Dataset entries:
□ □ □

PR #181, opened 2020-10-01
Add spring-initializr

herandol:
Add spring-initializr vscode plugin.

### DIFF
--- a/extensions.json
+++ b/extensions.json
@@ -1087,6 +1087,12 @@
       "prepublish": "npm run build-plugin"
     },
     {
+      "id": "vscjava.vscode-spring-initializr",
+      "repository": "https://github.com/microsoft/vscode-spring-initializr",
+      "version": "0.5.0",
+      "prepublish": "npm run vscode:prepublish"
+    },
+    {
       "id": "vscode-icons-team.vscode-icons",
       "repository": "https://github.com/vscode-icons/vscode-icons",
       "version": "11.0.0",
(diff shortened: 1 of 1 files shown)


extensions.json
```diff
@@ -1086,6 +1086,12 @@
       "checkout": "0.24.2",
       "prepublish": "npm run build-plugin"
     },
+    {
+      "id": "vscjava.vscode-spring-initializr",
+      "repository": "https://github.com/microsoft/vscode-spring-initializr",
+      "version": "0.5.0",
```
jankeromnes, line 1092: Nit: Using `"version"` without a corresponding `"checkout"` Git SHA will publish once from the default branch (even if different version).

But the default branch may contain unrelated changes (or even a different version altogether), so I think adding a `"checkout"` parameter is safer:

```suggestion
      "version": "0.5.0",
      "checkout": "v0.5.0"
```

□ □ □

The response has to give back every record verbatim.

PR #181, opened 2020-10-01
Add spring-initializr

herandol:
Add spring-initializr vscode plugin.

### DIFF
--- a/extensions.json
+++ b/extensions.json
@@ -1087,6 +1087,12 @@
       "prepublish": "npm run build-plugin"
     },
     {
+      "id": "vscjava.vscode-spring-initializr",
+      "repository": "https://github.com/microsoft/vscode-spring-initializr",
+      "version": "0.5.0",
+      "prepublish": "npm run vscode:prepublish"
+    },
+    {
       "id": "vscode-icons-team.vscode-icons",
       "repository": "https://github.com/vscode-icons/vscode-icons",
       "version": "11.0.0",
(diff shortened: 1 of 1 files shown)


extensions.json
```diff
@@ -1086,6 +1086,12 @@
       "checkout": "0.24.2",
       "prepublish": "npm run build-plugin"
     },
+    {
+      "id": "vscjava.vscode-spring-initializr",
+      "repository": "https://github.com/microsoft/vscode-spring-initializr",
+      "version": "0.5.0",
```
jankeromnes, line 1092: Nit: Using `"version"` without a corresponding `"checkout"` Git SHA will publish once from the default branch (even if different version).

But the default branch may contain unrelated changes (or even a different version altogether), so I think adding a `"checkout"` parameter is safer:

```suggestion
      "version": "0.5.0",
      "checkout": "v0.5.0"
```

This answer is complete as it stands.